I think it is good that you can feel at home there. Or a new place, eventually. I grew up in one house, with Nonna, mom, dad, and brother. My parents still live there and I still have a room there. Is it home? I don't think so. Is this apartment at school home? I don't think so either. I guess I just want to feel like myself at the place I call home and right now nether of my options has that. I hope one day to find my home.
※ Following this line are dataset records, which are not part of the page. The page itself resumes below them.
Issue #1257, opened 2020-11-02
Plurals not handled correctly for some languages


benjaminpjones:
**Describe the bug**
Not all languages follow the **1 => singular, !1 => plural** paradigm.  One example is Russian where you use different plural forms depending on if the number ends in a 2/3/4 or not. However, looking at translate.ts, we do not take this into account, even though there is evidence that there were plans to do this (`pluralidx()`, storing the plural forms in an array).

**To Reproduce**
1. Switch to Russian.
2. Find a game with more than 4 captures:

<img width="353" alt="Screen Shot 2020-11-01 at 11 45 01 PM" src="https://user-images.githubusercontent.com/25233703/97830826-4b602480-1c9c-11eb-84c1-3948cff2f8f4.png">

3. Note that it says "камня" instead of "камней"

I don't actually speak Russian, but I think it should say the latter.  In addition, note that the translators are putting in 2 plural forms, so nothing needs to change on the translation side:

<img width="1035" alt="Screen Shot 2020-11-01 at 11 40 50 PM" src="https://user-images.githubusercontent.com/25233703/97830919-8f532980-1c9c-11eb-8d7a-719c77d149bf.png">

BHydden:
Welcome to the rabbit hole ❤

https://youtu.be/0j74jcxSunY

benjaminpjones:
Okay, I took a look at the [CLDR's Language Plural Rules](https://unicode-org.github.io/cldr-staging/charts/37/supplemental/language_plural_rules.html) and it looks like we support 7 languages that have more than 1 plural form.  Here is a brief summary:

el : Greek : [one, other]
eo : Esperanto : [one, other]
en : English : [one, other]
vi : Vietnamese : [all]
ca : Catalan : [one, other]
it : Italian : [one, other]
cs : Czech : [one, few, many, other]
eu : Basque : [one, other]
et : Estonian : [one, other]
es : Spanish : [one, other]
ru : Russian : [one, few, many, other]
nl : Dutch : [one, other]
pt : Portuguese : [one, other]
zh-tw : Chinese (Traditional) : [all]
tr : Turkish : [one, other]
zh-cn : Chinese (Simplified) : [all]
ro : Romanian : [one, few, other]
pl : Polish : [one, few, many, other]
fr : French : [one or zero, other]
hr : Croatian : [one, few, other]
de : German : [one, other]
da : Danish : [one*, other]
fi : Finnish : [one, other]
hu : Hungarian : [one, other]
[...]

Issue #1248, opened 2020-10-26
Document the i18n functions


benjaminpjones:
Internationalization and localization is important, but there are a lot of moving parts, even for the smallest of fixes.  I think a good start for documentation would be:

- an i18n page on the wiki<sup>1</sup>
- jsdoc comments for _() and pgettext().

<sup>1</sup>if there is a better place for contributor-focused documentation, let me know!

benjaminpjones:
Hmm not sure how to assign myself. I fully intend to do this!

BHydden:
FWIW, the rest of us coders tend to just add the _() or pgettext() and leave the translations to the translators :P you're the first I've seen to actually test it



> not sure how to assign myself. I fully intend to take charge of this!

we don't normally get assignments, but in any case only anoek can do them... mostly he doesn't bother since we have such a small team

benjaminpjones:
>the rest of us coders tend to just add the _() or pgettext() and leave the translations to the translators

I will probably just do that in the future! But for the first time, I wanted to get it right. That's part of the reason documentation on pgettext would be useful 😀

>we don't normally get assignments, but in any case only anoek can do them... mostly he doesn't bother since we have such a small team

Got it. I guess I didn't want to make it sound like I expected someone else to do this (unless they really want to!)

BHydden:
apart from anoek we're all a volunteer team, so nothing to fear there haha, none of us do anything unless we really want to :P it's a passion for all of us who simply want OGS to be the best it can be

benjaminpjones:
https://github.com/online-go/online-go.com/wiki/Internationalization-and-Localization

PR #1258, opened 2020-11-09
More translate updates

benjaminpjones:
## Proposed Changes

  - Add comments to translate.ts functions (Fixes issue #1248)
  - Support plurals for more languages (Fixes issue #1257)
  - Update *yarn.lock*. Not sure what info this file contains that *package.json* doesn't, but I think it needed to be updated after I added the jest dependency.
  - Add `npx jest` to *shippable.yaml*. **I don't know how to confirm that I did this right - feedback welcome!**

### DIFF
--- a/shippable.yml
+++ b/shippable.yml
@@ -12,6 +12,7 @@ build:
     - node_modules/.bin/gulp min_styl
     - node_modules/.bin/tslint --project tsconfig.json 
     - node_modules/.bin/webpack --optimize-minimize --devtool=source-map
+    - npx jest
 
   post_ci:
     - gzip -9 dist/ogs.min.js | wc -c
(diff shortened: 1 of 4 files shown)


anoek:
Confirmed, `npx jest` is working: https://app.shippable.com/github/online-go/online-go.com/runs/2183/1/console (seen by clicking that green check mark), if you expand the `build_ci` section you can see the execution there :+1: 

And yeah if we update `package.json` we need to update `yarn.lock`, `package.json` specifies roughly what versions of things we need, `yarn.lock` stores **exactly** what versions of our packages and all dependent packages are currently being used so that builds across systems are consistent and we minimize situations where "it works for me!" but some version of something is slightly different on another system that causes it not to work the same.

anoek:
Great work with this, thanks for tackling it!

benjaminpjones:
Awesome, thanks for clarifying!

PR #2135, opened 2023-01-31
Show report centre link to moderators only

GreenAsJade:
Fixes fascinating link that does nothing appearing for users.


anoek:
Thanks for the fix!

Until then I will try and be happy with what I have.

cornbread hell said...

your words are rife with meaning to me.

mom and i just returned from a short visit to my sister's. mom was disoriented at first, but by the end of the stay, clearly felt *at home.*
i wrote an email to my sister just moments before reading this post mentioning in discreet terms how much mom enjoyed being *home.*

when we returned to where she lives now, 100 miles away, mom literally told me she was...glad to be *home.*

myself, i have had many homes. i do not like the house i live in now. the last *home* i had has since been demolished, but i still love it. i hope to have a home again someday.

home. so much more than time or place.

Patricia said...

Home is where the heart is Terry my dear.

SKYGIRL said...

When my Grandmother was in a Nuring Home (supposidly the nicest one in the State, Flinty!)She only had two phrases. One was "Take me up, Lord, take me up!" with her arms flying above her. That was a heart-breaker, but the other one was "Take me home, I want to go home!"

I think when a patient is in a Nuring Home, and knows that is their last stop, they want to go to Heaven. I think Heaven is Home.

When an AD patient is living in pretty good surroundings, or even in their own home, and want to go home, I think it is back to a time where things were famliar, when they were not so scared, or uncertain about, everything?

But the first thing that 'popped' into my mind, while reading your post, and I don't know when it was written, or by whom, but it was "Home is where the Heart is"

Mum, hit it right on the nail!

~Betsy said...

Just checking in on you, Terry. I saw on the weather last night that Oklahoma was hit pretty hard with storms. I hope all is well at your home.

nancy said...

just thought i'd let you know that i'm thinking of you as well and hope things are going ok.